Although J. Walter Fewkes had brought Mimbres pottery to the public's attention in 1914, the publication in 1932 of The Swarts Ruin: A Typical Mimbres Site in Southwestern New Mexico gave readers not just the first coherent description of a Mimbres village, but caused a sensation thanks to Hattie's more than 700 painstaking pen-and-ink drawings of Mimbres bowl designs, which provided eclectic, enduring, and powerful visual inspiration to Native American potters and to a wide variety of Southwest artists.

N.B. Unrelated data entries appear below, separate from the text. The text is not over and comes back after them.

PR #177, opened 2025-12-15
feat: Add react-color ChromePicker to color field component

chrisgervang:
## Summary

Replaces the basic HTML color input with the react-color ChromePicker, adding:
- **Copy/paste support** for hex color values
- **Alpha channel support**

### Field Value Format

ColorField now **always** stores values as **8-character hex strings** (e.g., `#00ff00ff` including alpha channel). The schema includes a transform that automatically normalizes 6-character hex strings to 8-character format, ensuring old project files are automatically upgraded when loaded.

### Array Color Handling (Deck.gl Integration)

When ColorField is created with `transform: hexToColor`, the field stores **array values** `[r, g, b, a]` instead of hex strings. This is used extensively for Deck.gl layer color properties:

```typescript
// Example from PathLayerOp
getColor: new ColorField('#006ac6', { accessor: true, transform: hexToColor })
```

**How it works:**

1. **Input**: User provides hex string `#006ac6` (or 8-char `#006ac6ff`)
2. **Schema Transform**: ColorField's schema normalizes to 8-char hex
3. **Field Transform**: The `transform: hexToColor` option applies after schema validation, converting hex to array
4. **Internal Value**: Field stores `[0, 106, 198, 255]` as an array
5. **Serialization**: When saving to project files, `serialize()` converts back to hex string `#006ac6ff`

**Why arrays?** Deck.gl layer properties expect color arrays `[r, g, b, a]` where each component is 0-255. The transform option allows the field to store the value in Deck.gl's native format while serializing as human-readable hex strings in project files.

### Serialization Flow

```
User Input → Zod Schema (normalize to 8-char hex) → Field Options Transform (optional: hex → array) → Internal Storage
                                                                                                              ↓
Project File ← serialize() (convert array → hex if needed) ← Internal Storage
```

**What's stored in project files?**
- Always 8-character hex strings (e.g., `#00ff00ff`)
- Never arrays (arrays are converted to hex in `serialize()`)
- This makes project files human-readable and easy to diff

### Backwards Compatibility

- **Old project files** with 6-char hex (e.g., `#00ff00`) are automatically upgraded to 8-char when loaded
- **No migration needed** - the schema transform handles it transparently
- **Array handling** in serialize() is still necessary because fields with `transform: hexToColor` store arrays internally and need to convert them to hex for project files

## Testing

- Added comprehensive unit tests for hex string serialization
- Added tests for array color handling with `transform: hexToColor`
- Verified backwards compatibility with 6-char hex values

## Breaking Changes

None. The change is backwards compatible:
- Old project files with 6-char hex are automatically upgraded
- The UI change enhances the user experience while maintaining all existing functionality


chrisgervang:
> Nice. Can you add a screenshot?

Still iterating, but atm I'm just using the picker that looks like chrome's built-in picker since it accepts RGB, HEX, HSB, etc.. the problem with the real built-in picker is it doesn't support copy/paste. react-color does support it, and supports adding color presets if we want them later on.

akre54:
Can you open a patch against the library to allow the hex input when alpha isn't 1? I think you said you know the guy who wrote it

noodles-editor/src/noodles/components/field-components.tsx
```diff
@@ -1153,26 +1162,169 @@ export function ColorFieldComponent({
...
+    let top = swatchRect.bottom + margin
+    let left = swatchRect.left
+
+    // Vertical positioning: prefer below, but use above if not enough space
+    if (spaceBelow < pickerHeight + margin && spaceAbove > spaceBelow) {
+      top = swatchRect.top - pickerHeight - margin
+    }
+
+    // Horizontal positioning: ensure picker stays within viewport
+    if (left + pickerWidth > viewportWidth) {
```
akre54: This is a lot of custom logic

chrisgervang: It's complicated a bit since the swatch scales size with the node but the picker doesn't - you want the picker to render large no matter the viewport. 

Image

Do you know a better way to do this?

chrisgervang:
> The hex input change seems to be a conscious decision, so it might be nice to feed back some of these changes

He's open to it! The library always represents color with alpha internally and so this would just be a small UI change.

> I do think we need to come up with an overarching philosophy about type precision and metadata. We have a bunch of one offs and edge cases that can compound in interesting ways. I think there isn't a simple answer and there's a reason programming languages disambiguate these concepts.
>
> We have some leeway to trade-off execution speed and configurability for ease-of-use, but it'd be nice to be consistent about this

I hear you wrt these precision/model situations. Many recent changes touch on it and I'm curious what choices we have. JS tends to pick an internal type with the broadest support and then downsamples - `Number` is _always_ a double, but can be rounded to an int-like. Color in webgl, canvas 2d, and css is always 4 channel, but can accept a 3 channel input. The `Date` class attempted to do this too.. I find it interesting that `Temporal` is designed 5 core classes that do not convert cleanly to each other. That choice seems intentional. And surely, there are trade-offs to picking the broadest type (memory, frequent conversion, etc)

noodles-editor/src/noodles/components/field-components.tsx
chrisgervang: I think this is the most robust way to do it - it's using a portal and position fixed, and then just getting the position of the swatch to position the picker relative to it, and accounts for the windows edges.

The graph needs the vertical guard and I could see the property panel using the horizontal guard as we move more away from theatre.

chrisgervang:

Being able to fade individual elements in a layer by supplying alpha to each `getColor` datum is an important use case for fading datum in and out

Although the Cosgroves were aware of tree-ring dating, they did not know that charred wooden beams could yield accurate information under the new method; unfortunately no burned wood samples were saved. Nevertheless, the Cosgroves estimated the date of the site (1000–1150 CE) to within 20 years of what later archaeologists would determine a likely end date (1130 CE), based on comparison to similar Mimbres communities in the region.

The Swarts Ruin discovery broadly informed Mary Colter's designs for the Santa Fe Railroad's distinctive "Mimbreño" china, produced for the Super Chief (and later for business class dining cars) from 1936 to 1970. To satisfy collector demands, authorized "Mimbreño" reproductions have been manufactured since 1989.